## Work instruction
Write out the following listing's lines from the one with "tfoleyNV: I'd be" to the one with "csyonghe: Sounds good.", exactly, with both included and no others.

-- -- --

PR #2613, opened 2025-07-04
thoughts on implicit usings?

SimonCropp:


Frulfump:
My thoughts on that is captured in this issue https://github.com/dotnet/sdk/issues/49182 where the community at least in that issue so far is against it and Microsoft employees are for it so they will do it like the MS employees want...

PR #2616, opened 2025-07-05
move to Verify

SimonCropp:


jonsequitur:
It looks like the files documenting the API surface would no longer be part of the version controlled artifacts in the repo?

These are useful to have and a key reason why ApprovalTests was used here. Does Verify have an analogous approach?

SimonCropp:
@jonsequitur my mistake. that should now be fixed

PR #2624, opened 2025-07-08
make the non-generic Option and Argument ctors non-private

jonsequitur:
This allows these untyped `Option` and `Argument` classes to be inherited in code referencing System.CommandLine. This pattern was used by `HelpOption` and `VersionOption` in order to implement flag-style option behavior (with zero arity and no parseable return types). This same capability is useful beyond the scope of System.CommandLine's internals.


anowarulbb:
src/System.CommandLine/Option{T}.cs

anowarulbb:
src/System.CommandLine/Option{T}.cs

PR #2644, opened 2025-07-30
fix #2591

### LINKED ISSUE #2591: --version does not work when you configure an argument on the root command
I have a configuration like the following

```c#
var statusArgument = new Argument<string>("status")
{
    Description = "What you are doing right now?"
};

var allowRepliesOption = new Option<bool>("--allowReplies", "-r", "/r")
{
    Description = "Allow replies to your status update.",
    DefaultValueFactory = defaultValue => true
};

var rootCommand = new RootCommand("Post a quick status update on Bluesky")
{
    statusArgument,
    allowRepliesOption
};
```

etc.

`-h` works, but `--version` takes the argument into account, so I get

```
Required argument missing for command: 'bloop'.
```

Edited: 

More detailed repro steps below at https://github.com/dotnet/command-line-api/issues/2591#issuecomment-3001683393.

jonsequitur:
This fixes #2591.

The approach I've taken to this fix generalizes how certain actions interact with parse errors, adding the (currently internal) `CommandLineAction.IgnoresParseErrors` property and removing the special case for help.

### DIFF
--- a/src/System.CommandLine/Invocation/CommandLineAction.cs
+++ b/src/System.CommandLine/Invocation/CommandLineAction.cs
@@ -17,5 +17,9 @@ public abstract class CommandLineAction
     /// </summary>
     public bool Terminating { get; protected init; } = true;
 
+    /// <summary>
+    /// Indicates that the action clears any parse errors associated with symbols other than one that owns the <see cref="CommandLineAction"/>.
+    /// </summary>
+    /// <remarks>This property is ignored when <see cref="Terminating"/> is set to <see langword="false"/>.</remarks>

-- -- --

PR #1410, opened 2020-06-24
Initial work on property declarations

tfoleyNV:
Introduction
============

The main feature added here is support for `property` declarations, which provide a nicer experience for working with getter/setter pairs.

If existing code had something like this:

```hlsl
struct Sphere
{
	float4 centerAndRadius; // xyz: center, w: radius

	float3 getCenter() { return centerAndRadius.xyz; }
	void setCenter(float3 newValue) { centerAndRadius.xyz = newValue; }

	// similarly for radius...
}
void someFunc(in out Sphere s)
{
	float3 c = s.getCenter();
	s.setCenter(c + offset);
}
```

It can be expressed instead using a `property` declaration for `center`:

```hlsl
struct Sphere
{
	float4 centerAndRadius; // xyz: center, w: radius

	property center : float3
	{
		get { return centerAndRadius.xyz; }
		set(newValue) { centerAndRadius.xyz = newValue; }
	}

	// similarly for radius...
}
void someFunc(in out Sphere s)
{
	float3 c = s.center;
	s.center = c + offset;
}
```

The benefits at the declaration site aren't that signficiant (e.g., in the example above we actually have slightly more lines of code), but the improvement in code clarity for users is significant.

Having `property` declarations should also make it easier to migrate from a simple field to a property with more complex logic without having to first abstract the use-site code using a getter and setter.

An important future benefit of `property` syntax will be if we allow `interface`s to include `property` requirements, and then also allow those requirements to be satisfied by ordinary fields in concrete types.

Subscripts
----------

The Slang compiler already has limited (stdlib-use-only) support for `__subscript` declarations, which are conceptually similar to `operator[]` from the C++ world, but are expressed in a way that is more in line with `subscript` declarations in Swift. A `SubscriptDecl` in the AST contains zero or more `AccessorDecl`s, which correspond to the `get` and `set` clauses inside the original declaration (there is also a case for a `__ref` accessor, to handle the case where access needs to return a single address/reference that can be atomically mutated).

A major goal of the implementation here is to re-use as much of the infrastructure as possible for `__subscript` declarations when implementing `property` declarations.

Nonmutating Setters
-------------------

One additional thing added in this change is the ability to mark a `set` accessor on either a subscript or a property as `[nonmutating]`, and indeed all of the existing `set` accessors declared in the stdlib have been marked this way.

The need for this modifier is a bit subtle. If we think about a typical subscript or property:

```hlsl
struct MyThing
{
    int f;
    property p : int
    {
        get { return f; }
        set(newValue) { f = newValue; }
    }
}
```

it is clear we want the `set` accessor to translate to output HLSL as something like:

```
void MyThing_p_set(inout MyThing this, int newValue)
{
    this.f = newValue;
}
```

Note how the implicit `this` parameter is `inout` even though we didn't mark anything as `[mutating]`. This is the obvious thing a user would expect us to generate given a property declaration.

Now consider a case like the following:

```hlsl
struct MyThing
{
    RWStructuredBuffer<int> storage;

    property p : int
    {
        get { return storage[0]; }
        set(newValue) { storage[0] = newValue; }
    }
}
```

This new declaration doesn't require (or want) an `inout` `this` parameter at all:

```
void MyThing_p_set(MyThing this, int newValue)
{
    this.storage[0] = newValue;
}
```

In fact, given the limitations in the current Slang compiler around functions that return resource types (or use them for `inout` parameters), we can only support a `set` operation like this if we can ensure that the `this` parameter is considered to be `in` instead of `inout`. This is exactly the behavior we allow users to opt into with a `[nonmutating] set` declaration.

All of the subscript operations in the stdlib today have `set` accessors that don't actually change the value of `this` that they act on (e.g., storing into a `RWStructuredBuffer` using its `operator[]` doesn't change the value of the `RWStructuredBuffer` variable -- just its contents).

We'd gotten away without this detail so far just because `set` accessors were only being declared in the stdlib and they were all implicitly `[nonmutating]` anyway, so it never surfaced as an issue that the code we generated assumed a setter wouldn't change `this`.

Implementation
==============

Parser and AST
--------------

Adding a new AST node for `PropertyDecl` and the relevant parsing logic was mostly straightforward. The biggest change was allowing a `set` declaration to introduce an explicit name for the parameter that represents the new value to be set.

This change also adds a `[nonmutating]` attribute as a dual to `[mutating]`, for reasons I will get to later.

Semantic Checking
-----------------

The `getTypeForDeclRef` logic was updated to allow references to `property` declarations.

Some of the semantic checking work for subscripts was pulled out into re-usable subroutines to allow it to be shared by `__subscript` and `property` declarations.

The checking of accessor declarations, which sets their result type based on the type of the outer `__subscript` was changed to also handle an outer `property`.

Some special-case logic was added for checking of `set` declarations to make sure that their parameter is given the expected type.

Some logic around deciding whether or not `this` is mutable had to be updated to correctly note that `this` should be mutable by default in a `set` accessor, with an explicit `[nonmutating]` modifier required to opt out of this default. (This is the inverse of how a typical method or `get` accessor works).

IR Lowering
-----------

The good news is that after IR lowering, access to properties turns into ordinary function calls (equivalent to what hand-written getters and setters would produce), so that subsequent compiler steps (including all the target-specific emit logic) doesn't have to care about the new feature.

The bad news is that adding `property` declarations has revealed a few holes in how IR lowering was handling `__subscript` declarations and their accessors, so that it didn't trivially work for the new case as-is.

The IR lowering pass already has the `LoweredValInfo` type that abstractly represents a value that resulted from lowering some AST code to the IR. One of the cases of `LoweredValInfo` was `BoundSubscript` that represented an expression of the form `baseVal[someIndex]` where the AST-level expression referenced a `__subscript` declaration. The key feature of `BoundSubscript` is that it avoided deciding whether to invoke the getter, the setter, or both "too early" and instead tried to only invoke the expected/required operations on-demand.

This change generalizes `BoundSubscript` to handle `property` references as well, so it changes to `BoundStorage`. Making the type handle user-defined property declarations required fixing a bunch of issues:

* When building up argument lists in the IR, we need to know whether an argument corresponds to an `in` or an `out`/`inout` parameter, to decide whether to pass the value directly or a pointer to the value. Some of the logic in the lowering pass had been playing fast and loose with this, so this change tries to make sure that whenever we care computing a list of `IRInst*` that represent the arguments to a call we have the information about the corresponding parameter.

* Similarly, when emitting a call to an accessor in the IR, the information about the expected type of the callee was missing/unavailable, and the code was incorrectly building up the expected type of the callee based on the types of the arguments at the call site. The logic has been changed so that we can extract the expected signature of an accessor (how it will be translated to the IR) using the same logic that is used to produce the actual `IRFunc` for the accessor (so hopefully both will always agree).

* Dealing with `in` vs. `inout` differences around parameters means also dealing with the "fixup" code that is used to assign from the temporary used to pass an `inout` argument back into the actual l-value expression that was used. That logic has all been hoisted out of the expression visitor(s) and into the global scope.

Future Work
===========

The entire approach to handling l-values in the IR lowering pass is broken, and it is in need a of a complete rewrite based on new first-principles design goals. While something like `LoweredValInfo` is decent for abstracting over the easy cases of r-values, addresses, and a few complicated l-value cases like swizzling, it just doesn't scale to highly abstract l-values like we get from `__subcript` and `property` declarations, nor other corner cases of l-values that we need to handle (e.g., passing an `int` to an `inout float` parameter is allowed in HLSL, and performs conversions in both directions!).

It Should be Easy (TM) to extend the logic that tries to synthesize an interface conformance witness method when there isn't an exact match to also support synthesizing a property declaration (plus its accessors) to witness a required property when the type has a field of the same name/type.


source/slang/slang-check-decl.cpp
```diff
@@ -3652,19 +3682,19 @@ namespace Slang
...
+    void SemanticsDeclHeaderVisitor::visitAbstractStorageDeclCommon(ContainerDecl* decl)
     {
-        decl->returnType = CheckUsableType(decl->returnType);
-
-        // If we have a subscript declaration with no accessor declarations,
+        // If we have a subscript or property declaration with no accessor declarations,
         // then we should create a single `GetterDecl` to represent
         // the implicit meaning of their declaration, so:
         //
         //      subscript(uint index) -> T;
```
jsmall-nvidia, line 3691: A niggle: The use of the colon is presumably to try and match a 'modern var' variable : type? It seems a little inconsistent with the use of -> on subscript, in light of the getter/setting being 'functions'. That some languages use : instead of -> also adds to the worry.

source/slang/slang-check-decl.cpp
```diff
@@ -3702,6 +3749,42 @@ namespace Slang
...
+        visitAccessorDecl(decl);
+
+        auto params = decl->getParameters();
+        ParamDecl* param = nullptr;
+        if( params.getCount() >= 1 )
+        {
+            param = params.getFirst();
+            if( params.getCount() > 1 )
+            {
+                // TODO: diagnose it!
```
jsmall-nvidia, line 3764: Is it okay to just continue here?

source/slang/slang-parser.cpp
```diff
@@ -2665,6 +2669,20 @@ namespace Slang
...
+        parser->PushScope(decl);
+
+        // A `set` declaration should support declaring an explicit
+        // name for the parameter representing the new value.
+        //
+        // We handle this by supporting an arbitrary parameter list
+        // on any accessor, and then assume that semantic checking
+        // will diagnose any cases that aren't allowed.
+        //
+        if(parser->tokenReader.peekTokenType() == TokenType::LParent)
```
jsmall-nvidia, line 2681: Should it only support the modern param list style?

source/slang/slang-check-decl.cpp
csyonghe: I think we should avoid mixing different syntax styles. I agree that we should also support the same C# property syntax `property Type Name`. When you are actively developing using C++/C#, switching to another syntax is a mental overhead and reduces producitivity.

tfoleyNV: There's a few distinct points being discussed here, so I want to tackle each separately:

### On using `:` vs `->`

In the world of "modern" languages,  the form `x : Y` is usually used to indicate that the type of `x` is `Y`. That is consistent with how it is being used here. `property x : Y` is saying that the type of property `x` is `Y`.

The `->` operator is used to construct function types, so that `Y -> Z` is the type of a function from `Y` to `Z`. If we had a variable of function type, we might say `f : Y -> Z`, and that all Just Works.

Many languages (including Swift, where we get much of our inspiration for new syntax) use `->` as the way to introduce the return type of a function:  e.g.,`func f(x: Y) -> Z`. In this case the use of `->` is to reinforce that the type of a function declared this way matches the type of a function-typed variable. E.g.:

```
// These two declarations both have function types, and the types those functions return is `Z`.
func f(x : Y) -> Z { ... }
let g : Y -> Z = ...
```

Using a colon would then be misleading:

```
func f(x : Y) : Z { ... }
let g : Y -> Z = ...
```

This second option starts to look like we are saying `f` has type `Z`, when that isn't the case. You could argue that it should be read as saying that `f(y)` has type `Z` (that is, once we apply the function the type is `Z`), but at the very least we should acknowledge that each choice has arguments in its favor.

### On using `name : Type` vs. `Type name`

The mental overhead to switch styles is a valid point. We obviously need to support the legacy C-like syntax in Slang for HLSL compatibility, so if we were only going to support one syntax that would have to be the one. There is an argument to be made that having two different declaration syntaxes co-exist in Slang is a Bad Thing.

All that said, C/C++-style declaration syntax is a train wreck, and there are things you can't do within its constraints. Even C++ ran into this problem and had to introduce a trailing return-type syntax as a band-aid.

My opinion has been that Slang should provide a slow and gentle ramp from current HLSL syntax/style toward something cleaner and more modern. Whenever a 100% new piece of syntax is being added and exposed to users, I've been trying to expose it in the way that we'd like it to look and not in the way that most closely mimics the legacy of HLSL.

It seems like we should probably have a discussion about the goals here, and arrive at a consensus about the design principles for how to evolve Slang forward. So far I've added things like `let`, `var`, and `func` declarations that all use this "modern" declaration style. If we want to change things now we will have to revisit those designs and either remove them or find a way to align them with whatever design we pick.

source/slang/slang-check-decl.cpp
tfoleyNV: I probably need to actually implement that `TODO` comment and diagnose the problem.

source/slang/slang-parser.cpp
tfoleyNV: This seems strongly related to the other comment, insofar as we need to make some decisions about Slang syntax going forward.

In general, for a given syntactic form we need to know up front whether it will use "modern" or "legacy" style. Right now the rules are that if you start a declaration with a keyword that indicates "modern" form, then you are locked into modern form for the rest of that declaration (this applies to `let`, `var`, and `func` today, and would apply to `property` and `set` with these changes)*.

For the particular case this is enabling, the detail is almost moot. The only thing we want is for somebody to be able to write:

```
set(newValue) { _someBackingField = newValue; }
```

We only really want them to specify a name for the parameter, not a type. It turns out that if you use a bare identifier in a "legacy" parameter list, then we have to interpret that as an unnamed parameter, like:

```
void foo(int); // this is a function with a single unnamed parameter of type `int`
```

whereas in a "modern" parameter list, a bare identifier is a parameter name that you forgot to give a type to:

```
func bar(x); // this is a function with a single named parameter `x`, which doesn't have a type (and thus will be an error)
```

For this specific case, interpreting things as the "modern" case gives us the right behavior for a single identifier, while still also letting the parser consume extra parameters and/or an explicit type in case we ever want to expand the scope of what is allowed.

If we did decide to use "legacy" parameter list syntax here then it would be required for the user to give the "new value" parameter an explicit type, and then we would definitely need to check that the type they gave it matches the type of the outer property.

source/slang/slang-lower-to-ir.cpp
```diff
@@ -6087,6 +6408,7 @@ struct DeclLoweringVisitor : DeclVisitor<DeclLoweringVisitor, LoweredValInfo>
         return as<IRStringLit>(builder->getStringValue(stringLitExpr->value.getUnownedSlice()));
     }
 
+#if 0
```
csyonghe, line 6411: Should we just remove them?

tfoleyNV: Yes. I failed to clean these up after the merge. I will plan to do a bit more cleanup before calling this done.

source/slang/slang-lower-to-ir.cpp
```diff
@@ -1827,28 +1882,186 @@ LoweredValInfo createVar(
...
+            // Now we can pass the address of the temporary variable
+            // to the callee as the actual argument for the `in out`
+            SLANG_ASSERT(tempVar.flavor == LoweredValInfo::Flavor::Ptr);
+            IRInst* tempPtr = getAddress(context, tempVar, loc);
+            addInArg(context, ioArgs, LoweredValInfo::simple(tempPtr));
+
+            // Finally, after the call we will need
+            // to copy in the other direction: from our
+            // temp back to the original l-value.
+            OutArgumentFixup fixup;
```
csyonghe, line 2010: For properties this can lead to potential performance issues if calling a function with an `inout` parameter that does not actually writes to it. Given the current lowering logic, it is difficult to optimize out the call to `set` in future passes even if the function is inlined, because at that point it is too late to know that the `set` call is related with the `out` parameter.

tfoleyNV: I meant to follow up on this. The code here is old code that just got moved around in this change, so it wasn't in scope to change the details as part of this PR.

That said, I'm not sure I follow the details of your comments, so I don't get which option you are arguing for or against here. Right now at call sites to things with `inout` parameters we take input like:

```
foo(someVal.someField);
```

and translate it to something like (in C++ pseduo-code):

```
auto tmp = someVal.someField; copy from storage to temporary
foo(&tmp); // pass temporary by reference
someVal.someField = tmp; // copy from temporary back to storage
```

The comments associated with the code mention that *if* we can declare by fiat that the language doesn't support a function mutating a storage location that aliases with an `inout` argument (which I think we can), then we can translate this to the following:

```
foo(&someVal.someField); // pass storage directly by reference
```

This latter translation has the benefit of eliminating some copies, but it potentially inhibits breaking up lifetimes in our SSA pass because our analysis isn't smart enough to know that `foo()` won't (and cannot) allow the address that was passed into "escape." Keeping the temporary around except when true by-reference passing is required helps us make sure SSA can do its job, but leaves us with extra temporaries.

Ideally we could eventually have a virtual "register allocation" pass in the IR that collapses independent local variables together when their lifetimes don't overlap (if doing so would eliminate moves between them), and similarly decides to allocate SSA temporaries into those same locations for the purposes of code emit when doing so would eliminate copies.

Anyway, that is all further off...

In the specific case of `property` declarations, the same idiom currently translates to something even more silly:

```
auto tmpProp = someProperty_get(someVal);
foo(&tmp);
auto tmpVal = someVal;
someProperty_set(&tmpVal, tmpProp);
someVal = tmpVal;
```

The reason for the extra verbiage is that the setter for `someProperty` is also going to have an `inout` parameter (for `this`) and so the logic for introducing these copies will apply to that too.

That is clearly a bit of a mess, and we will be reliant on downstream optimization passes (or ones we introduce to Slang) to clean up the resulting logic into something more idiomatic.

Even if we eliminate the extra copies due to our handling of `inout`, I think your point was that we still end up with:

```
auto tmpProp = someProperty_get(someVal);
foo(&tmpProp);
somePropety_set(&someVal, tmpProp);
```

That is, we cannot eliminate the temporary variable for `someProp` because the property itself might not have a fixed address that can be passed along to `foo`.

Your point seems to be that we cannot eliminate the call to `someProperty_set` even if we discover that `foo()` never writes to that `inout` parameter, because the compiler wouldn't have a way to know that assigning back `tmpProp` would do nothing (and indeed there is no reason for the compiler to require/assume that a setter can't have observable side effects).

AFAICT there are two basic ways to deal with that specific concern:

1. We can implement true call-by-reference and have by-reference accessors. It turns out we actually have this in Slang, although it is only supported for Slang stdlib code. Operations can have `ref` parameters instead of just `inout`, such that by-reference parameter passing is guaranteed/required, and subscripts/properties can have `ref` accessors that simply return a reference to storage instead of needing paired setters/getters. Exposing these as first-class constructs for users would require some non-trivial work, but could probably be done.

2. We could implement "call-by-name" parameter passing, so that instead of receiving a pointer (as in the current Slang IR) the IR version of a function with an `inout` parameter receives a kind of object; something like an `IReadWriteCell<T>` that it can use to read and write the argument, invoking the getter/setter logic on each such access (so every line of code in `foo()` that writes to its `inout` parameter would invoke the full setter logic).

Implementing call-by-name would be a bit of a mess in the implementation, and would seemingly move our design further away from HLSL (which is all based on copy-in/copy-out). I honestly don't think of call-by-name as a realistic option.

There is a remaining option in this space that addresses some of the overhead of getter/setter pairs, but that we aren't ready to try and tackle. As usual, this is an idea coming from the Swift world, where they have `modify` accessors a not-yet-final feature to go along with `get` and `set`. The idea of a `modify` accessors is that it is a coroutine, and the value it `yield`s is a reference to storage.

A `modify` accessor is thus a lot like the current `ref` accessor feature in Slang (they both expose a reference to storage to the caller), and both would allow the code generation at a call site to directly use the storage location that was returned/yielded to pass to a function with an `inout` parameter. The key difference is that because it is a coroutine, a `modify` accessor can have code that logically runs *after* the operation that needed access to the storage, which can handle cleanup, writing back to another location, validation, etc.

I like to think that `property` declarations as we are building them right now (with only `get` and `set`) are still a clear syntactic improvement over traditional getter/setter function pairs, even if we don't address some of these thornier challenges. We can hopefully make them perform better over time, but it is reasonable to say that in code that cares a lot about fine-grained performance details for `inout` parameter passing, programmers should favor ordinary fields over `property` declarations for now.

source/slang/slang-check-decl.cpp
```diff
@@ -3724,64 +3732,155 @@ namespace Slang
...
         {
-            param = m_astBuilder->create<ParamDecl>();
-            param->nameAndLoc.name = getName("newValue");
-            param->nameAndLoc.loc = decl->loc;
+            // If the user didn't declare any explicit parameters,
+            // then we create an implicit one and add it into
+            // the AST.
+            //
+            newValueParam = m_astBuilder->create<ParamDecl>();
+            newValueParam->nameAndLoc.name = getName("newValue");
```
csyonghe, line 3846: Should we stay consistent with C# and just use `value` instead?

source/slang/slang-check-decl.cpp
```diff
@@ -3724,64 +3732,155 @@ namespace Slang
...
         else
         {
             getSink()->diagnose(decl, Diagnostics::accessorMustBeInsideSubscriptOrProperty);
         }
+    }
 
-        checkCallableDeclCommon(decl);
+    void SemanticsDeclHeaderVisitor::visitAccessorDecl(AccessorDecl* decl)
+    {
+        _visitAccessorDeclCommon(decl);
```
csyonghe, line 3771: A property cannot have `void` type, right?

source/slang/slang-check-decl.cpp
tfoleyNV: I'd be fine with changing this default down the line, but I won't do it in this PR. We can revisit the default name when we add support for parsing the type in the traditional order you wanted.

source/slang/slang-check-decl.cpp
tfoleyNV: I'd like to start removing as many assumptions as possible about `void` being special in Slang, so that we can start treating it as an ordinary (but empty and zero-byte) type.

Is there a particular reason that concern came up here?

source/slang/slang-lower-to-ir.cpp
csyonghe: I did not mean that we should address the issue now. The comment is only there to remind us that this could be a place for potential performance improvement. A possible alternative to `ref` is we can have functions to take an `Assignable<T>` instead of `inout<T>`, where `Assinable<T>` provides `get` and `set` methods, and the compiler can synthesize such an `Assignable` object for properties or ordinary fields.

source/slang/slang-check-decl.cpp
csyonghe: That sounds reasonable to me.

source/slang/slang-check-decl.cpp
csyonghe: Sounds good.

-- -- --

## Solution to the problem
tfoleyNV: I'd be fine with changing this default down the line, but I won't do it in this PR. We can revisit the default name when we add support for parsing the type in the traditional order you wanted.

source/slang/slang-check-decl.cpp
tfoleyNV: I'd like to start removing as many assumptions as possible about `void` being special in Slang, so that we can start treating it as an ordinary (but empty and zero-byte) type.

Is there a particular reason that concern came up here?

source/slang/slang-lower-to-ir.cpp
csyonghe: I did not mean that we should address the issue now. The comment is only there to remind us that this could be a place for potential performance improvement. A possible alternative to `ref` is we can have functions to take an `Assignable<T>` instead of `inout<T>`, where `Assinable<T>` provides `get` and `set` methods, and the compiler can synthesize such an `Assignable` object for properties or ordinary fields.

source/slang/slang-check-decl.cpp
csyonghe: That sounds reasonable to me.

source/slang/slang-check-decl.cpp
csyonghe: Sounds good.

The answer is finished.